| Content | Guidance, Clarification & Syllabus Links |
|---|---|
| Equation of the regression line of x on y. | Students should know the form of the regression line and understand what it represents. |
| Use of the equation for prediction purposes. | Students should be aware they cannot reliably predict y from x using the x-on-y equation. |
1. Understanding the Regression Line of x on y
The regression line of x on y is a mathematical model used when our goal is to estimate or predict values of x given values of y.
It takes the form:
x = a + by
This line is derived using the least squares principle — the method that minimises the vertical distances between the observed x-values and the predicted ones generated by the model.
It is essential to understand that:
- this line minimizes errors in predicting x, not y;
- the slope depends on the correlation between x and y;
- the regression line is not symmetric — the regression of x on y ≠ regression of y on x.

https://upload.wikimedia.org/wikipedia/commons/b/be/Normdist_regression.png
Suppose we have paired data values (x, y).
If the regression line of x on y is found to be:x = 3.2 + 1.5y
Then for y = 4 we estimate:
x = 3.2 + 1.5(4) = 9.2
2. Using the Regression Line for Predictions
The purpose of a regression line is to predict the most likely value of x for a given value of y.
However, predictions are only meaningful under certain conditions:
- The relationship between x and y must be approximately linear.
- The value of y used for prediction lies realistically within the data range (to avoid extrapolation).
- The regression line of x on y must only be used to predict x, not y.
The most common mistake in exams is using the x on y regression line to estimate y.
If the question asks for a predicted y-value, the regression line of y on x must be used instead.
3. The Danger of Extrapolation
Extrapolation occurs when we use values of y that are outside the observed data range.
The regression model is only valid within the limits of the data we have collected.
Beyond that range, predictions become unreliable because:
- the relationship may not remain linear;
- future trends may change;
- the model cannot account for new behaviour outside the dataset.
Regression lines are commonly used in economics for forecasting growth or inflation.

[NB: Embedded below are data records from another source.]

PR #709, opened 2021-04-02
Add AST cut_flag to toothpick observation model

karllark:
The toothpick model needs to be input with the full AST list with a designation of which ones were not recovered.  The non-recovered designation is given by the `CUT_FLAG` that is set by external-to-the-BEAST processing.  Usually, this flag is set based on photometry parameters (e.g., sharpness, crowding, etc.).  This information is specifically needed for computation of the completeness.

If the `CUT_FLAG` is not part of the AST output catalog passed to the BEAST, an exception will be raised causing the BEAST to stop.

### DIFF
--- a/beast/observationmodel/noisemodel/toothpick.py
+++ b/beast/observationmodel/noisemodel/toothpick.py
@@ -102,6 +102,7 @@ class MultiFilterASTs(NoiseModel):
         self,
         mag_in,
         flux_out,
+        cut_flag,
         nbins=30,
         min_per_bin=10,
         name_prefix=None,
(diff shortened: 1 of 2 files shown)


cmurray-astro (approved):
this lgtm, Karl! thanks!

karllark:
@cmurray-astro: The tests are failing due to the new format needed for the AST output file.  I can maybe fix this more METAL, but doing the "proper" job would require applying the vgst cuts.  Can you point me to code to do this?  Many thanks in advance.

gausspy:
absolutely! the code to apply the vgst cuts is thanks to Petia in the scylla-data repo (https://github.com/Scylla-HST/scylla-data), scylla_phot_culls.py

is this something I can help do?

cmurray-astro:
whoops sorry the above comment is from me, just didn't realize I was signed into another account!

karllark:
If you wanted to do this for the metal_small ast results in the beast-examples repository, I wouldn't say no!  ;-)

cmurray-astro:
Just put in a PR to beast-examples with a new file!

karllark:
> Just put in a PR to beast-examples with a new file!

You are awesome!

PR #710, opened 2021-04-07
remove sedgrid for fetching filters

christinawlindberg:
A new way to fetch filters based on the ast/gst file contents.

### DIFF
--- a/beast/plotting/plot_toothpick_details.py
+++ b/beast/plotting/plot_toothpick_details.py
@@ -1,13 +1,14 @@
 import matplotlib.pyplot as plt
 
+from astropy.table import Table
+
 from beast.observationmodel.noisemodel import toothpick
-from beast.physicsmodel.grid import SEDGrid
 from beast.plotting.beastplotlib import set_params
 
 __all__ = ["plot_toothpick_details"]
 
 
-def plot_toothpick_details(asts_filename, seds_filename, savefig=False):
+def plot_toothpick_details(asts_filename, savefig=False):
     """
     Plot the details of the toothpick noisemodel creation for each filter.
     These plots show the individual AST results as points as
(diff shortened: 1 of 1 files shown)


beast/plotting/plot_toothpick_details.py
```diff
@@ -123,3 +122,58 @@ def plot_toothpick_details(asts_filename, seds_filename, savefig=False):
...
+    beast_filter_names = [
+        "HST_WFC3_F225W",
+        "HST_WFC3_F275W",
+        "HST_WFC3_F336W",
+        "HST_WFC3_F475W",
+        "HST_WFC3_F814W",
+        "HST_WFC3_F110W",
+        "HST_WFC3_F160W",
+        "HST_WFC3_F657N",
+    ]
```
karllark, line 163: This is not a complete list.  For example, the PHAT/SMIDGE observations would fail here as the optical was taken with ACS not WFC3.   Is there anyway to test if there are other Vega filters in the AST file that are not included in these lists and raise a warning/error?

karllark (changes requested):
Great start.  Please fix the minor codestyle error as well.

christinawlindberg:
All the filters should now be fetched directly from the AST/GST file column names, so that's one less file to keep track of. The `fetch_filters` function looks for all the columns with `"VEGA"` and then sorts them according to wavelength. It then adds the `HST_WFC3` prefix and checks that such a filter actually exists in the BEAST in `_ROOT_/vega.hd5`.

christinawlindberg:
@karllark Were there any other things you wanted me to fix?

beast/plotting/plot_toothpick_details.py
```diff
@@ -1,13 +1,16 @@
 import matplotlib.pyplot as plt
+import tables
```
karllark, line 2: It is critical to use tables?  This package is not the greatest python package and I have been slowly trying to remove it from the BEAST to avoid using it.  I have found I can replace this package with astropy.tables and/or h5py.

beast/plotting/plot_toothpick_details.py
```diff
@@ -123,3 +124,60 @@ def plot_toothpick_details(asts_filename, seds_filename, savefig=False):
...
+
+        if num < 200:
+            filters.append(filters.pop(filters.index('{0}'.format(filters[n - rep]))))
+            rep += 1
+
+    # add camera prefix
+    filters = ["HST_WFC3_" + f for f in filters]
+
+    # check to see that the filters actually exist
+    source = "{0}/vega.hd5".format(__ROOT__)
```
karllark, line 171: Why not directly use the filters file?

__default__ = __ROOT__ + "/filters.hd5"

karllark: See https://beast.readthedocs.io/en/latest/beast_setup.html#beast-filters

karllark (changes requested):
Look good.   A couple of comments.

karllark:
Any time to address my review comments?  Would be good to get this PR in.

PR #712, opened 2021-04-16
Replace 'None' with 'np.nan' for non-matched entries

petiay:
This fixes a bug where if one tried to record a fits table with non-matched entries, since those were recorded as 'None', the following error occurred:
`ValueError: Illegal format `object`.`
Replacing 'None' (type=Object) with 'np.nan' (type=float) allows for the non-matched sources to be recorded without an issue.
(This was not an issue for a returned dictionary, if a table is not recorded.)

### DIFF
--- a/beast/tools/compare_spec_type.py
+++ b/beast/tools/compare_spec_type.py
@@ -181,18 +181,18 @@ def compare_spec_type(
 
         # if there's not a close enough match, put in placeholder values
         else:
-            spec_match["spec_teff"].append(None)
-            spec_match["spec_logg"].append(None)
-            spec_match["phot_cat_ind"].append(None)
-            spec_match["stats_cat_ind"].append(None)
-            spec_match["beast_teff_p50"].append(None)
-            spec_match["beast_teff_p16"].append(None)
-            spec_match["beast_teff_p84"].append(None)
-            spec_match["beast_logg_p50"].append(None)
-            spec_match["beast_logg_p16"].append(None)
-            spec_match["beast_logg_p84"].append(None)
-            spec_match["teff_sigma"].append(None)
-            spec_match["logg_sigma"].append(None)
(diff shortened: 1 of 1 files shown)


petiay:
I don't exactly understand these errors... @karllark, do you?

karllark:
The coverage test errors are due to your changing the output table from having None to np.nan.  There is a test against a cached version of this file.

karllark:
If you are happy with these results, I can merge, then regenerate the cached files based on the new code.  That should remove this error.

karllark (commented):
Is the plot function used in a script anywhere?  Or is it something that would be used in python code or a notebook?  Mainly a question to understand.  This question may be that some documentation should be added as part of this PR.  Possible in the tools section.

karllark:
ping.

petiay:
This took awhile:
@karllark After testing, including with the most recent commit, I am happy with the changes and maybe you can regenerate the cached files.
plot_compare_spec_type.py is now used by compare_spec_type if one wants to plot the results. It can also be used on its own (I can later add the ability to plot directly from the command line, or can do this now if you'd like). Below is an example plot.
As for documentation for these - I think you are suggesting I update the tools_api.rst file in the docs folder. Should I follow the convention there and insert something to the effect of:

```
Comparing spectral types
===================

.. automodapi:: beast.tools.compare_spec_type
```
For some reason I can not test what a change like this may do as I get an error when I convert from .rst to .html (I am using docutils.core to do this).

spec_type_match_plot_example

karllark:
Yes, please add to the docs.  Note that the length of the "===" under the heading has to be the same length as the text above it.  This is likely the origin of your making the docs.  

BTW, I usually generate the docs using `tox -e build_docs` in the base beast repository directory.  Is this how you are making the docs? 

```
Comparing spectral types
========================

.. automodapi:: beast.tools.compare_spec_type
```

PR #713, opened 2021-04-20
Added new optional parameter to write_sbatch_file

cmurray-astro:
New parameter can now be included when writing sbatch files for XSEDE -- the number of nodes to use can now be set (e.g., for the Extreme Memory allocation on Bridges2, the minimum number of nodes to use is 24).


karllark:
Anyone need to review this?  Or is it so specific and "minor" so ok to just merge?

cmurray-astro:
I think it's minor enough to just go in?

karllark (approved):
Looks good.

PR #717, opened 2021-05-26
time.clock() is deprecated, updated to time.time()

christinawlindberg:
Need to update the time function since time.clock() is now deprecated.


karllark (approved):
Looks great.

Misusing regression lines beyond data bounds can lead to poor financial predictions and failed policy decisions.
Regression analysis is excellent for an IA if you investigate a real dataset.
Make sure to justify:
- why a linear model is suitable,
- whether correlation is strong enough,
- and discuss limitations such as extrapolation.
To what extent can prediction models provide knowledge about the future?
Are mathematical predictions inherently reliable, or do they depend on assumptions that may not hold?